Saint Brigid's Church is an 18th-century Catholic church in Straffan, Ireland.

Location

St. Brigid's Church is located in the centre of Straffan village, 900 m (½ mile) north of the River Liffey.

History

St. Brigid's Church bears a foundation stone with the date "1786" and the church was consecrated on 28 August 1788. The gates outside were added . St. Brigid's was renovated in 1913–15, with a Gothic Revival altar in white and red marble added, as well as the stained-glass windows in the west (probably by Joshua Clarke and Sons).

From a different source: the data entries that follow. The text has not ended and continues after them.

PR #585, opened 2026-08-02
feat: favorites for stops and routes

### LINKED ISSUE #581: Favorites / Bookmarks for stops and routes
## Summary

Add a favorites feature so riders can save commonly used **stops** and **routes** for one-tap access, without searching every time.

This supersedes [#315](https://github.com/OneBusAway/wayfinder/issues/315). Several contributors attempted this earlier; none of those PRs landed. This issue is a fresh, fully-specced rewrite of the requirements, drawn largely from Reviewer's review feedback on [#436](https://github.com/OneBusAway/wayfinder/pull/436) and [#414](https://github.com/OneBusAway/wayfinder/pull/414).

## Scope

**In scope**
- Favorite / unfavorite **stops** and **routes**
- Persist in `localStorage` (no backend)
- Surface an inline favorites section in the Stops & Stations search tab when the query is empty
- Star toggle on stop and route views

**Out of scope (tracked separately)**
- Favoriting trip itineraries / pinning origin–destination pairs — see follow-up issue (blocked on [#580](https://github.com/OneBusAway/wayfinder/pull/580); full itineraries are also a bad fit because OTP times are absolute and never refreshed)
- Standalone `/favorites` page — deferred; revisit if the list grows past a comfortable scroll area
- Cross-tab `storage` sync — known limitation for v1
- Background refresh of denormalized labels when a stop/route is renamed server-side

Stops-only is intentionally **not** acceptable for the implementing PR: Reviewer blocked #436 for claiming to close #315 while only wiring stop favoriting UI.

### Storage

- Key: `wayfinder_favorites`
- Pattern: mirror [`recentTripsStore.js`](https://github.com/OneBusAway/wayfinder/blob/main/src/stores/recentTripsStore.js) (JSON array, `browser` guard, `try/catch` load, validate-and-filter on read, write inside mutations). **Not** `tripOptionsStore` (that’s for scalar preferences).
- Cap: `MAX_FAVORITES = 50` (drop oldest)
- Deduplicate on `type + id`
- `id` is always the full agency-prefixed OBA ID — never route `shortName` (Reviewer's #414 critical item)

### Record shape (denormalized so the list needs zero API calls)

```js
// stop
{ schemaVersion: 1, type: 'stop', id: '1_75403', name: 'Pine St & 3rd Ave',
  code: '75403', direction: 'N', lat: 47.6105, lon: -122.3363, savedAt: … }

// route
{ schemaVersion: 1, type: 'route', id: '1_100479', shortName: '10',
  description: '…', routeType: 3, savedAt: … }
```

`isValidFavorite` must reject stop entries whose `lat`/`lon` are not finite numbers (Reviewer's #436 critical: null coords later crash `flyTo` / `addMarker`). Use `!= null` / `Number.isFinite`, never truthiness, so `lat === 0` survives. Prefer `??` over `||` for optional strings.

### UI surfaces

| Surface | Placement |
|---------|-----------|
| Map stop sheet (`StopBottomSheet`) | Action row next to Refresh / Stop Info |
| Standalone stop header (`StopPageHeader`) | Beside the stop name; pass `stopLat` / `stopLon` / `stopCode` from both `/stops/[stopID]` pages |
| Route sheet (`RouteModal`) | Header between title and close |
| Search pane (Stops tab) | Inline `FavoritesList` above results when query is empty |

Do **not** put stars on `SearchResultItem` rows (nested interactive controls — Reviewer's #436 a11y note).

### Store / component conventions

- Export a `derived` `favoriteKeys` `Set` of `` `${type}:${id}` ``; components use `$derived($favoriteKeys.has(key))` — no `$effect` + manual `subscribe`
- No dead `isFavorite()` API if unused outside tests
- Native `<button>` only — no custom Enter/Space `keydown` handlers
- List item and delete control as flex **siblings**, not nested
- i18n via `$t()` / keys in `en.json` only (lazy-loaded locales fall back)
- Dark mode (`dark:`) and brand colors (`text-brand-accent`, etc.)

## Acceptance criteria

- [ ] Rider can favorite and unfavorite a stop from the map bottom sheet and from standalone stop pages
- [ ] Rider can favorite and unfavorite a route from the route sheet
- [ ] Favorites appear in the Stops tab when the search query is empty; clicking one opens the stop sheet or loads the route
- [ ] Standalone stop pages pass coordinates into the header so favorites never save `lat`/`lon` as null
- [ ] Click handlers guard on map readiness (`mapLoaded`)
- [ ] Corrupted / malformed localStorage entries are dropped on load; quota / disabled storage fails soft
- [ ] `npm run lint` passes from a clean checkout
- [ ] Tests cover store edge cases (corrupt JSON, missing/zero coords, quota) and list remove / Clear All without nested-button click leaks
- [ ] Coverage stays ≥ 70%; PR stays focused (~stops+routes favorites only, no unrelated refactors)

## Implementation ownership

I’ll take this as part of GSoC 2026 work. Happy to adjust scope or UX if maintainers prefer a different surface (e.g. a dedicated Favorites tab instead of an inline section).

tarunsinghofficial:
## Summary
Adds local favorites (bookmarks) for stops and routes so riders can re-open everyday places without searching again.

## What changed
- **Store** — `favoritesStore` persists a capped list (max 50) in `localStorage`, with dedupe, validation (stops need finite lat/lon), and add / remove / toggle / clearAll
- **Star toggle** — `FavoriteToggle` on the stop bottom sheet, standalone stop pages, and the route sheet header
- **Floating control** — map FAB opens a favorites panel (`FavoritesFloatingControl` + `FavoritesList`). Mobile: below the search pane. Desktop: top-right on the map
- **Feedback** — short success toasts on save/remove (“Saved to favorites.” / “Removed from favorites.”)
- **i18n** — English keys under `favorites.*` and `notifications.favorite_*`

## How it works
- Favorites are denormalized snapshots (name, code, coords / shortName, etc.) so the list renders with no API call
- Selecting a favorite stop flies the map and opens the stop sheet; selecting a route reuses the existing `routeSelectedFromModal` path
- Item open and remove are sibling buttons (no nested interactive controls

Closes #581 

## Working Screenshots
image
image
image

image

## Summary by CodeRabbit

* **New Features**
  * Added persistent favorites for stops and routes.
  * Added favorite buttons to stop and route views.
  * Added a map favorites panel with counts, selection, removal, and clear-all actions.
  * Added success notifications when favorites are saved or removed.

* **Bug Fixes**
  * Improved notification styling, including success messages.
  * Adjusted the route legend position to avoid overlapping map controls.

* **Tests**
  * Added comprehensive coverage for favorites, notifications, and related controls.

### DIFF
--- a/src/components/MapExperience.svelte
+++ b/src/components/MapExperience.svelte
@@ -34,6 +34,7 @@
 	import TripOptionsModal from '$components/trip-planner/TripOptionsModal.svelte';
 	import { showTripOptionsModal } from '$stores/tripOptionsStore';
 	import { mapStopPath } from '$lib/mapStopUrl.js';
+	import { removeAgencyPrefix } from '$lib/utils';
 	import { clearVehicleMarkersMap } from '$lib/vehicleUtils';
 	import { activeRoutesFromArrivals, assignRouteColors } from '$lib/activeRoutes.js';
 
@@ -144,15 +145,14 @@
 	 */
 	function handleFavoriteStopClick(favorite) {
 		if (!mapProvider) return;
+		// Seed the marker so the selection effect has something to highlight, then
+		// hand off. Framing is the effect's job — flying here too would fight it.
 		mapProvider.addMarker({
 			stop: favorite,
 			position: { lat: favorite.lat, lng: favorite.lon },
 			onClick: () => handleStopMarkerSelect(favorite)
 		});
-		mapProvider.flyTo(favorite.lat, favorite.lon, 20);
-		setTimeout(() => {
-			handleStopMarkerSelect(favorite);
-		}, 100);
+		handleStopMarkerSelect(favorite);
 	}
 
 	/**
@@ -161,13 +161,16 @@
 	 * @param {Object} favorite
 	 */
 	function handleFavoriteRouteClick(favorite) {
+		// The listener drives the map straight away (clearAllPolylines et al), so
+		// don't fire before MapContainer has handed us a provider.
+		if (!mapProvider) return;
 		window.dispatchEvent(
 			new CustomEvent('routeSelectedFromModal', {
 				detail: {
 					route: {
 						id: favorite.id,
 						shortName: favorite.shortName,
-						nullSafeShortName: favorite.shortName,
+						nullSafeShortName: favorite.shortName ?? removeAgencyPrefix(favorite.id),
 						description: favorite.description,
 						type: favorite.routeType
 					}
--- a/src/components/MapExperience.svelte
+++ b/src/components/MapExperience.svelte
@@ -6,6 +6,7 @@
 	import MapContainer from '$components/MapContainer.svelte';
 	import RouteModal from '$components/routes/RouteModal.svelte';
 	import ViewAllRoutesModal from '$components/routes/ViewAllRoutesModal.svelte';
+	import FavoritesFloatingControl from '$components/favorites/FavoritesFloatingControl.svelte';
 	import { isLoading } from 'svelte-i18n';
 	import AlertsModal from '$components/navigation/AlertsModal.svelte';
 	import { onMount, onDestroy } from 'svelte';
@@ -135,6 +136,44 @@
 		// structured-clones its state argument (DataCloneError on a proxy). Snapshot
 		// yields a plain, clone-safe copy.
 		pushState(mapStopPath(stopData.id), { stopData: $state.snapshot(stopData) });
+	}
+
+	/**
+	 * Open a favorited stop from the map floating control.
+	 * @param {Object} favorite
+	 */
+	function handleFavoriteStopClick(favorite) {
+		if (!mapProvider) return;
+		mapProvider.addMarker({
+			stop: favorite,
+			position: { lat: favorite.lat, lng: favorite.lon },
+			onClick: () => handleStopMarkerSelect(favorite)
+		});
+		mapProvider.flyTo(favorite.lat, favorite.lon, 20);
+		setTimeout(() => {
+			handleStopMarkerSelect(favorite);
+		}, 100);
+	}
+
+	/**
+	 * Open a favorited route via the same event ViewAllRoutesModal uses, so
+	 * SearchPane's existing handleRouteClick path loads shapes and vehicles.
+	 * @param {Object} favorite
+	 */
+	function handleFavoriteRouteClick(favorite) {
+		window.dispatchEvent(
+			new CustomEvent('routeSelectedFromModal', {
+				detail: {
+					route: {
+						id: favorite.id,
+						shortName: favorite.shortName,
+						nullSafeShortName: favorite.shortName,
+						description: favorite.description,
+						type: favorite.routeType
+					}
+				}
+			})
+		);
 	}
 
 	$effect(() => {
@@ -504,6 +543,10 @@
 {:else}
 	<h1 class="sr-only">{PUBLIC_OBA_REGION_NAME}</h1>
 	<div class="pointer-events-none absolute bottom-0 left-0 right-0 top-0 z-40">
+		<FavoritesFloatingControl
+			onStopClick={handleFavoriteStopClick}
+			onRouteClick={handleFavoriteRouteClick}
+		/>
 		<!-- Top spacing is padding (not margin) so h-full keeps the column's bottom
 		     edge — where the sheet anchors — exactly at the viewport bottom. Below md,
 		     horizontal margins live on the search wrapper and on each pane (not the
--- a/src/components/MapExperience.svelte
+++ b/src/components/MapExperience.svelte
@@ -571,9 +571,11 @@
 			</div>
 
 			<!-- Mobile: sit in flow below the search pane. Desktop: pin to the map's
-			     top-right (absolute against the full-screen overlay ancestor). -->
+			     top-right (absolute against the full-screen overlay ancestor).
+			     Wrapper stays pointer-events transparent (and shrink-wrapped) so it
+			     cannot steal map pans; the control itself opts back in. -->
 			<div
-				class="pointer-events-auto relative z-30 mx-2 mt-2 flex justify-end md:absolute md:right-4 md:top-4 md:mx-0 md:mt-0"
+				class="relative z-30 mx-2 mt-2 w-fit self-end md:absolute md:right-4 md:top-4 md:mx-0 md:mt-0"
 			>
 				<FavoritesFloatingControl
 					onStopClick={handleFavoriteStopClick}
--- a/src/components/MapExperience.svelte
+++ b/src/components/MapExperience.svelte
@@ -543,10 +543,6 @@
 {:else}
 	<h1 class="sr-only">{PUBLIC_OBA_REGION_NAME}</h1>
 	<div class="pointer-events-none absolute bottom-0 left-0 right-0 top-0 z-40">
-		<FavoritesFloatingControl
-			onStopClick={handleFavoriteStopClick}
-			onRouteClick={handleFavoriteRouteClick}
-		/>
 		<!-- Top spacing is padding (not margin) so h-full keeps the column's bottom
 		     edge — where the sheet anchors — exactly at the viewport bottom. Below md,
 		     horizontal margins live on the search wrapper and on each pane (not the
@@ -572,6 +568,17 @@
 						<SurveyLauncher />
 					{/snippet}
 				</SearchPane>
+			</div>
+
+			<!-- Mobile: sit in flow below the search pane. Desktop: pin to the map's
+			     top-right (absolute against the full-screen overlay ancestor). -->
+			<div
+				class="pointer-events-auto relative z-30 mx-2 mt-2 flex justify-end md:absolute md:right-4 md:top-4 md:mx-0 md:mt-0"
+			>
+				<FavoritesFloatingControl
+					onStopClick={handleFavoriteStopClick}
+					onRouteClick={handleFavoriteRouteClick}
+				/>
 			</div>
 
 			<div class="relative mt-2 flex-1 md:mt-4">
--- a/src/components/favorites/FavoriteToggle.svelte
+++ b/src/components/favorites/FavoriteToggle.svelte
@@ -13,7 +13,7 @@
 	@prop {string} [shortName] - Required for type=route
 	@prop {string|null} [description]
 	@prop {number|null} [routeType]
-	@prop {string} [class] - Extra classes on the button
+	@prop {string} [class] - Extra classes on the button (include h-/w- to override default size)
 -->
 <script>
 	import { FontAwesomeIcon } from '@fortawesome/svelte-fontawesome';
@@ -43,6 +43,9 @@
 
 	let label = $derived(isFav ? $t('favorites.remove') : $t('favorites.add'));
 	let icon = $derived(isFav ? faStarSolid : faStarRegular);
+	// Omit default size when the caller passes size classes — Tailwind cannot
+	// override conflicting utilities by HTML class order.
+	let sizeClass = $derived(className ? '' : 'h-10 w-12');
 
 	function handleClick() {
 		const result = favorites.toggle({
@@ -72,7 +75,7 @@
 	aria-pressed={isFav}
 	aria-label={label}
 	title={label}
-	class="flex h-10 w-12 flex-none items-center justify-center rounded-xl border border-gray-300 text-black hover:bg-gray-100 dark:border-gray-600 dark:text-white dark:hover:bg-gray-700 {className}"
+	class="flex {sizeClass} flex-none items-center justify-center rounded-xl border border-gray-300 text-black hover:bg-gray-100 dark:border-gray-600 dark:text-white dark:hover:bg-gray-700 {className}"
 >
 	<!-- {#key} remounts FontAwesome when the glyph swaps; the SVG component
 	     does not always update in place when only the icon prop changes. -->
--- a/src/components/favorites/FavoriteToggle.svelte
+++ b/src/components/favorites/FavoriteToggle.svelte
@@ -21,6 +21,7 @@
 	import { faStar as faStarRegular } from '@fortawesome/free-regular-svg-icons';
 	import { t } from 'svelte-i18n';
 	import { favorites } from '$stores/favoritesStore';
+	import { notifyFavoriteSaved, notifyFavoriteRemoved } from '$lib/favoriteNotifications';
 
 	let {
 		type,
@@ -44,7 +45,7 @@
 	let icon = $derived(isFav ? faStarSolid : faStarRegular);
 
 	function handleClick() {
-		favorites.toggle({
+		const result = favorites.toggle({
 			type,
 			id,
 			name,
@@ -56,6 +57,12 @@
 			description,
 			routeType
 		});
+
+		if (result === 'added') {
+			notifyFavoriteSaved();
+		} else if (result === 'removed') {
+			notifyFavoriteRemoved();
+		}
 	}
 </script>
 
--- a/src/components/favorites/FavoriteToggle.svelte
+++ b/src/components/favorites/FavoriteToggle.svelte
@@ -1,0 +1,71 @@
+<!--
+	@component
+	Star button that toggles a stop or route in the favorites store.
+	Membership is derived from `favoriteKeys` — no local isFavorite state.
+
+	@prop {'stop'|'route'} type
+	@prop {string} id - Full agency-prefixed OBA id
+	@prop {string} [name] - Stop name (required for type=stop)
+	@prop {string|null} [code]
+	@prop {string|null} [direction]
+	@prop {number} [lat] - Required for type=stop
+	@prop {number} [lon] - Required for type=stop
+	@prop {string} [shortName] - Required for type=route
+	@prop {string|null} [description]
+	@prop {number|null} [routeType]
+	@prop {string} [class] - Extra classes on the button
+-->
+<script>
+	import { FontAwesomeIcon } from '@fortawesome/svelte-fontawesome';
+	import { faStar as faStarSolid } from '@fortawesome/free-solid-svg-icons';
+	import { faStar as faStarRegular } from '@fortawesome/free-regular-svg-icons';
+	import { t } from 'svelte-i18n';
+	import { favorites, favoriteKeys } from '$stores/favoritesStore';
+
+	let {
+		type,
+		id,
+		name = null,
+		code = null,
+		direction = null,
+		lat = null,
+		lon = null,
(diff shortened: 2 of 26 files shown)


aaronbrethorst:
### Code review

Found 1 issue:

1. The favorites control wrapper carries `pointer-events-auto` on the wrapper `<div>` rather than on the control itself. On desktop the wrapper is `md:absolute` and shrink-wraps to the button, so this is harmless — but below `md` it is a static, block-level `flex justify-end` box spanning the full column width at the height of the 44px star button. Since it lives inside the `pointer-events-none absolute inset-0 z-40` overlay whose entire purpose is to let map drags/taps pass through, this creates an invisible full-width ~44px dead strip over the map just below the search pane on phones: pans and taps that start there never reach Leaflet/Google. Note the sibling markup in this same file deliberately keeps the wrapper transparent and passes `cssClasses="pointer-events-auto"` down to `SearchPane` instead. Moving `pointer-events-auto` onto `FavoritesFloatingControl`'s root (or adding `w-fit self-end` to the wrapper) restores pass-through.

https://github.com/OneBusAway/wayfinder/blob/8cdfeda726930c9f5f5038d24e64d97a40c7ddce/src/components/MapExperience.svelte#L573-L579

aaronbrethorst (changes requested):
This is a strong piece of work. The store is the part I'd normally expect to go wrong and it doesn't: the `browser` guard makes it SSR-safe, `isValidFavorite` uses `Number.isFinite` so a stop at lat/lon 0 survives instead of being silently dropped, the dedupe-then-cap ordering in `add` is right, and `persist` can't take the app down when localStorage is full or blocked. Denormalized snapshots so the list renders with no API call is the correct call. And every new component ships with a real test file, which is not the norm for a change this size.

One thing blocks the merge, plus two accessibility items I'd like folded into the same round.

## The favorites wrapper puts a dead strip across the map on mobile

https://github.com/OneBusAway/wayfinder/blob/8cdfeda726930c9f5f5038d24e64d97a40c7ddce/src/components/MapExperience.svelte#L573-L581

That wrapper lives inside the `pointer-events-none absolute inset-0 z-40` overlay, which is `pointer-events-none` precisely so map drags pass through it. At `md` and up the wrapper is `md:absolute` and shrink-wraps to the 44px button, so it's fine. Below `md` it's a static block-level `flex justify-end` box that spans the full column width at the button's height — and it carries `pointer-events-auto`. The result is an invisible full-width ~44px band sitting directly under the search pane that swallows pans and taps meant for the map.

The fix is the pattern this file already uses twelve lines up: `SearchPane` gets `cssClasses="pointer-events-auto"` on the pane itself while its wrapper `<div class="mx-2 md:mx-0">` stays transparent. Do the same here — move `pointer-events-auto` off the wrapper and onto the control's own button (or give the wrapper `w-fit self-end` so it stops spanning the row).

## Accessibility, worth fixing in the same pass

**`aria-modal="true"` on a panel that isn't modal.** `FavoritesFloatingControl.svelte` declares `role="dialog" aria-modal="true"`, but there's no focus trap, no close control inside the panel, and the page behind stays fully interactive. `aria-modal` tells assistive tech to hide everything else, so a screen reader user can tab out of a panel their AT has told them is the whole world. The Escape handler and click-outside dismissal you've got are the right behaviors for a popover — just drop `aria-modal` and keep `role="dialog"`.

**The star ends up inside the `<h1>`.** `StopPageHeader.svelte:35-49` nests `FavoriteToggle` in the heading, so the button's `aria-label` folds into the heading's accessible name and heading navigation announces "Pine St & 3rd Ave Add to favorites". Making the toggle a sibling of the `<h1>` inside the same flex container keeps the layout and fixes the announcement.

## Not blocking

The remove button on each row is `opacity-0 group-hover:opacity-100` with no `focus-visible:` counterpart, so it's invisible to keyboard users and effectively unreachable on touch — the first tap lands on the card and closes the panel. I'm not holding the PR on this because it's copied verbatim from `RecentTripsList.svelte:64`, so it's an existing house pattern rather than something you introduced. Adding `focus-visible:opacity-100` here anyway would be a nice improvement, and fixing both lists is a good follow-up.

Also worth a sanity check: #581 reads like it wants an inline favorites list in the Stops tab when the search field is empty, and this PR puts the list behind the map FAB instead. The FAB is a reasonable design and I'm not asking you to change it — I'd just like to know that was a deliberate choice rather than a missed requirement, so we can close #581 cleanly.

One logistical note: I just merged #580, which touches `SearchPane.svelte` and `MapExperience.svelte`, so you'll likely need to merge `develop` in before this is mergeable again.

Ping me when the pointer-events fix is up and I'll get straight back to it.

tarunsinghofficial:
Hey @aaronbrethorst This one is ready to be merged

aaronbrethorst:
### Code review

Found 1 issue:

The church was renovated in 1986 and rededicated by Archbishop of Dublin Kevin McNamara.

Art and music

The church contains:
Pentecost, a painting by Patrick Pye
St Brigid Feeding the Poor, painting by Evie Hone
an ambo, baptismal font and ambry pillar sculpted by Mark Ryan
Ambry constructed by Jarlath Daly
a Crucifixion triptych by Katsuya

There is also a two-manual pipe organ. Originally built in Derby in 1914, it was moved to Straffan and rebuilt by Stephen Adams in 2019.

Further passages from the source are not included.